If a line of the material contains "route", copy it.

════════

PR #454, opened 2025-08-26
Custom domain handling in middleware

busbyk:
## Key changes

- Adds custom domain handling to middleware for tenants with their slug in PRODUCTION_TENANTS env var and with a customDomain field configured
- Adds a redirect from the tenant's subdomain to their custom domain if their slug is in PRODUCTION_TENANTS and they have a customDomain field configured
- ~~Makes remotePatterns for next.js image optimization endpoint permissive and handles allowing specific domains in the middleware. This is necessary because the next.config.mjs is static but the domains we want to allow is dynamic based on configured customDomain fields and the PRODUCTION_TENANTS env var~~
- Includes instructions on custom domain configuration in the onboarding docs. 

## Test locally

- Update your /etc/hosts file to include some custom domain like `127.0.0.1       www.deathvalleyac.local`
- Set the customDomain for `dvac` to `www.deathvalleyac.local:3000`
- Add this domain to the `remotePatterns` in `next.config.js` without the port:
```
      {
        hostname: 'www.deathvalleyac.local',
        protocol: PROTOCOL,
      },
```
- Make sure the Preview Edge Config customDomain value for `dvac` matches this. If you don't have a VERCEL_TOKEN set locally you may need to do this manually in the Vercel console. If you see `VERCEL_EDGE_CONFIG, VERCEL_TOKEN, OR VERCEL_TEAM_ID not available, skipping Edge Config update` in the logs you'll know you need to do this manually. This shouldn't be required in production. 
- Visit http://www.deathvalleyac.local:3000

## Tested in production

I've currently got `www.avy-fx-demo.org` pointed at this PR's preview environment for `dvac`. Check it out. 

Whoever merges this: please update the domain in Vercel to point to our production environment once this is merged into `release`/deployed to prod. We might as well keep avy-fx-demo.org set up pointing at `dvac` as an example.


busbyk:
The failed Vercel build can be ignored. I tried redeploying directly on Vercel after changing the PRODUCTION_TENANTS env var but I think we need to run all of our builds in GHA now. So I just re-ran the preview workflow to redeploy.

rchlfryn (approved):

stevekuznetsov:
>This is necessary because the next.config.mjs is static but the domains we want to allow is dynamic

Can you help me understand the trade-offs here? From the perspective of onboarding a new tenant, I don't know if adding a commit and pushing a new build is sufficiently more or less difficult as compared to editing the env for production in Vercel - it strikes me that both actions would be taken by a dev, not e.g. Rusty. I'd like to understand the downsides of the approach you took for `remotePatterns` to get a better idea of the trade-off we're making here.

stevekuznetsov (approved):
Logic in `middleware.ts` looks reasonable to me.

busbyk:
> > This is necessary because the next.config.mjs is static but the domains we want to allow is dynamic
> 
> Can you help me understand the trade-offs here?  I

Yea for sure. 

> From the perspective of onboarding a new tenant, I don't know if adding a commit and pushing a new build is sufficiently more or less difficult as compared to editing the env for production in Vercel - it strikes me that both actions would be taken by a dev, not e.g. Rusty.

Good point! 

> I'd like to understand the downsides of the approach you took for `remotePatterns` to get a better idea of the trade-off we're making here.

The two options to solve for allowing next.js image requests on custom domains being:
1. Update the `remotePatterns` in `next.config.mjs` as part of the manual steps involved in onboarding a new center
2. or the change in this PR which moves the allowed domains check for next.js image requests to code in `middleware.ts` which uses the customDomain from the edge config/db

Both of these options requires a dev to add the new center's slug to the `PRODUCTION_TENANTS` env var. But option 2 does not require an additional commit. Option 1 still requires the `PRODUCTION_TENANTS` env var change but that's what determines if the middleware correctly rewrites urls for their custom domain. 

The downside that comes to mind for option 2 is that the middleware now executes for next.js image requests instead of letting next.js built-in code handle that. And after some quick testing locally there does seem to be a performance hit for this:

`/_next/image` requests hitting middleware: 
CleanShot 2025-09-22 at 12 06 20@2x

`/_next/image` requests not hitting middleware (i.e. filtered via `remotePatterns`): 
CleanShot 2025-09-22 at 12 07 31@2x

So that's probably significant enough that we'd prefer making a code change to `next.config.js` every time we onboard a new center to production/their custom domain. 

I'll update this PR to remove the handling of `/_next/image` requests in the middleware and add instructions to the onboarding docs to call out adding the custom domain to `remotePatterns`.

docs/onboarding.md
```diff
@@ -22,5 +22,12 @@ We also need to get the new tenant into our Vercel Edge Config. Adding a new ten
 
 1. Update the `PRODUCTION_TENANTS` env var to include the tenant's slug. This should be a comma separated list of slugs (see `src/utilities/tenancy/tenants.ts`).
 2. Set the `customDomain` field for the tenant. This should be the host (i.e. `www.deathvalleyavalanchecenter.com`). Confirm that the `customDomain` in the production Edge Config for the tenant matches this.
-3. Add this domain to our [list of domains](https://vercel.com/nwac/avy/settings/domains) for avy in Vercel.
-4. For domains not managed on Vercel, we'll need to coordinate with the avalanche center to set the appropriate DNS record in their DNS provider's console. Adding a non-Vercel-managed domain will display the records to add and once verified Vercel will automatically generate an SSL certificate. We should include the apex domain -> www. redirect for these custom domains.
+3. Add this domain to `remotePatterns` in `next.config.js`. Example:
```
rchlfryn, line 25: I could easily see this step getting overlooked.. is there any way we can do a check against `customDomain` and the config? do we want that?

busbyk: We could but I don't think we'd want that to run during CI. Hmm I guess maybe we could add it to the `production.yaml` workflow. 

I think we'd know that we missed a step when none of the images are loading on the center's website and hopefully look back at this list to make sure we did everything we needed and then see that we need to add the domain to `remotePatterns`.

stevekuznetsov (approved):
Looks great. Thanks for taking the time to investigate this and re-work the original approach.

PR #477, opened 2025-08-30
Debugging  'cannot read properties of null' and attempt to fix the vercel build error

yuliadub:
I was able to point local build at the deployed dev db to debug. I used the dev db url and generated a token inside of turso and populated that into DATABASE_AUTH_TOKEN env variable. That repro-ed the error right away. 

error
```bash
 ✓ Compiled successfully
   Collecting page data ...
TypeError: Cannot read properties of null (reading 'replace')
    at Array.map (<anonymous>)

> Build error occurred
[Error: Failed to collect page data for /[center]/[...segments]] {
  type: 'Error'
}
```
link to GAH with this error: https://github.com/NWACus/web/actions/runs/17338501404/job/49228723110

I inspected the db, and basically we have a null record for 1 page that is getting processed for each tenant and causing issues since our code assumed slug is never null. The problematic is in the pages table, id 112. 

image

I did not spend much time thinking how to do this the right way, just through this together quickly to test the theory that this will fix things. There is likely a better way to do this but with these fixes I was able to get the build working locally off the dev db. Going to run the development github action next just to make sure it workes in GAH world as well (it should). 

I was seeing a lot of timeout errors when trying to get the build working locally, just a note, not sure if that is normal
```bash
  params: [Array],
  [cause]: [TypeError: fetch failed] {
    [cause]: [AggregateError: ] { code: 'ETIMEDOUT' }
  }
}
```

Havent dug into how or why that empty row got into the db, would be good to do next!

### DIFF
--- a/.github/workflows/development.yaml
+++ b/.github/workflows/development.yaml
@@ -6,7 +6,6 @@ on:
   push:
     branches:
       - 'main'
-      - 'check-next-version'
 jobs:
   deploy:
     runs-on: ubuntu-latest
--- a/.github/workflows/development.yaml
+++ b/.github/workflows/development.yaml
@@ -6,6 +6,7 @@ on:
   push:
     branches:
       - 'main'
+      - 'check-next-version'
 jobs:
   deploy:
     runs-on: ubuntu-latest
--- a/.github/workflows/production.yaml
+++ b/.github/workflows/production.yaml
@@ -6,6 +6,7 @@ on:
   push:
     branches:
       - 'release'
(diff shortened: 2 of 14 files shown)


yuliadub:
I swear I had signed commits enabled but alas it is not working (windows always keep me on my toes) and I wont look into it more tonight. @rchlfryn please fill free to steal this code and close this PR if you look at this before I fix it 😄

rchlfryn:
Closing this PR since it is no longer needed.

PR #485, opened 2025-09-05
General maintenance

### LINKED ISSUE #310: Weather stations map should have a min height
The stations map renders as the remaining viewport height after the navbar but this is quite short on small screens so we probably want to have a minimum height.

rchlfryn:
### Description
* Adds min height to home page NAC widget
  * This is annoying however because there is a nested height calculation on `.nac-map-container` that we can not override because of inline specificity
* Improve style of Avalanche Center selection home page (including default link color - color introduced in #481 )
* Resort admin side bar categories

### Issue
Fixes #310

### DIFF
--- a/src/app/(frontend)/[center]/nac-widgets.css
+++ b/src/app/(frontend)/[center]/nac-widgets.css
@@ -16,20 +16,22 @@
 #widget-container[data-widget='observations'] {
   min-height: 100vh;
 }
-
+#widget-container[data-widget='map'],
 #widget-container[data-widget='stations'] {
   min-height: calc(100vh - 170px) !important;
 }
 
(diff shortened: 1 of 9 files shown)


busbyk:
> Adds min height to home page NAC widget
> * This is annoying however because there is a nested height calculation on `.nac-map-container` that we can not override because of inline specificity

@rchlfryn just FYI that inline height comes from the AFP settings for the avalanche center. They set a fixed height in the AFP and that's what's used by the map widget. That's why I never tried to overwrite that - figured we'd just let the center change the height in the AFP.

Although it might be nice to update the map widget to accept a height parameter in it's config -- I started messing around with that but didn't spend much time on it.

PR #489, opened 2025-09-08
Revert "Add columns to content"

rchlfryn:
Reverts NWACus/web#486 since it creates a breaking deployment


rchlfryn:
No longer needed

PR #515, opened 2025-09-17
Bugfix: filter catch-all segment to published pages only

### LINKED ISSUE #513: Null pages break build
**Describe the bug**
We had an issue in production where a draft page/post with no data added to it breaks builds/ deployments.

**To Reproduce**
1. Navigate to page or post
2. Click on 'Create page/post'
3.  DO NOT ADD ANYTHING
4.  Navigate away
5. Try to deploy/ build (if local) and see error
```bash
...
✓ Compiled successfully
   Collecting page data ...
TypeError: Cannot read properties of null (reading 'replace')
    at Array.map (<anonymous>)

> Build error occurred
[Error: Failed to collect page data for /[center]/[...segments]] {
  type: 'Error'
}
...
```

**Expected behavior**
A draft page with no data should not effect our build

**Screenshots**
A Loom or screenshots are super helpful.

**Environment details**
CI

**Existential musings**
Houses are really just cubes and coverings

busbyk:
Fixes #513 

When we added the published status filter to the page route we forgot to add this to the catch all segment as well. 

## Testing 

I was able to recreate the null page bug by creating a new page, not adding any data, and navigating away. Running a local build threw the expected error:

```
TypeError: Cannot read properties of null (reading 'replace')
    at Array.map (<anonymous>)

> Build error occurred
[Error: Failed to collect page data for /[center]/[...segments]] {
  type: 'Error'
}
```

The change in this PR resolved this error in my local build.


src/app/(frontend)/[center]/[...segments]/page.tsx
```diff
@@ -21,18 +21,24 @@ export async function generateStaticParams() {
...
     },
+    // Need where clause to ignore autosave bug (https://github.com/NWACus/web/pull/204)
+    where: {
+      _status: {
+        equals: 'published',
+      },
+    },
   })
 
   // TODO: use same logic as header to walk the tree and find all pages
```
Comment (busbyk) [inline src/app/(frontend)/[center]/[...segments]/page.tsx:32]: I'll address this TODO in a separate PR since it's unrelated to the #513 bug.

rchlfryn (changes requested):
Empty posts can break the build as well. Can we add this to `src/app/(frontend)/[center]/[slug]/page.tsx` as well?

busbyk:
> Empty posts can break the build as well. Can we add this to `src/app/(frontend)/[center]/[slug]/page.tsx` as well?

This is already there: https://github.com/NWACus/web/blob/main/src/app/(frontend)/%5Bcenter%5D/%5Bslug%5D/page.tsx#L28

And on the posts route as well: https://github.com/NWACus/web/blob/main/src/app/(frontend)/%5Bcenter%5D/blog/%5Bslug%5D/page.tsx#L28

yuliadub:
if we get a fully empty row for a page again, where there everything is null but the id (or is that not possible anymore?) does filtering by publishing handle that case? 

I guess looking back at what was broken, it was unhappy with page.slug being empty and us trying to assume it was not -- but when we filter based on status we dont care what slug is, so I guess it shouldnt matter as long as slug does get filled in when the page becomes published (is there any way slug wont get populated for some reason, say in a case it was null during a draft?)

busbyk:
> if we get a fully empty row for a page again, where there everything is null but the id (or is that not possible anymore?) does filtering by publishing handle that case?

Yea I tested both pages and posts where I created a page but didn't change any data or tried to save it and navigated away so it was completely blank. Does that match the state that y'all were seeing in prod?

> I guess looking back at what was broken, it was unhappy with page.slug being empty and us trying to assume it was not -- but when we filter based on status we dont care what slug is, so I guess it shouldnt matter as long as slug does get filled in when the page becomes published (is there any way slug wont get populated for some reason, say in a case it was null during a draft?)

Just tested on local and I can't publish pages without a slug. The [slugField is required](https://github.com/NWACus/web/blob/bugfix/null-page-build-failure/src/fields/slug/index.ts#L8) and validation runs when you attempt to publish so I think we should be good with this. 

We could add an additional check in the `Page` functions to ensure page.slug is set or add it as a filter to the `queryPageBySlug` and `queryPostBySlug` functions to ensure slug exists if we wanted to be extra careful.

rchlfryn:
LG pending Yuila's feedback.

I think leaving the slug field alone and only requiring on publish is good for now.

rchlfryn (approved):

Issue #495, opened 2025-09-11
Handle redirects at the middleware layer


rustynwac:
Redirects -> move away from the PayloadRedirect component and use our middleware to do redirects (likely use a Vercel KV (redis))
Make sure it doesn't cost us anything to use KV in this way (not worth it)

PR #516, opened 2025-09-17
Respect canonical urls in page route segments

busbyk:
Addresses [this TODO](https://github.com/NWACus/web/blob/main/src/app/(frontend)/%5Bcenter%5D/%5B...segments%5D/page.tsx#L26)

## Key changes
- [...segments]/page.tsx handles any page that is in the navigation
- [...segments/page.tsx's generateStaticParams only generates pages that are in the navigation
- [slug]/page.tsx handles any page not in the navigation
- [slug]/page.tsx's generateStaticParams only generates pages that are not in the navigation

Maintains the redirect to canonical url functionality because dynamicParams is _not_ set to false (i.e. /about-us will redirect to /about/about-us because that page is in the navigation under about). I think we want to keep dynamicParams defaulted to true (i.e. not set) for both of these route segments for this redirect functionality and for PayloadRedirects (even though we may move away from React component-based redirects under #495).


busbyk:
...why didn't CI run for this PR? 😵‍💫

rchlfryn (approved):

════════

_Your response:_
When we added the published status filter to the page route we forgot to add this to the catch all segment as well. 
And on the posts route as well: https://github.com/NWACus/web/blob/main/src/app/(frontend)/%5Bcenter%5D/blog/%5Bslug%5D/page.tsx#L28
Respect canonical urls in page route segments
Maintains the redirect to canonical url functionality because dynamicParams is _not_ set to false (i.e. /about-us will redirect to /about/about-us because that page is in the navigation under about). I think we want to keep dynamicParams defaulted to true (i.e. not set) for both of these route segments for this redirect functionality and for PayloadRedirects (even though we may move away from React component-based redirects under #495).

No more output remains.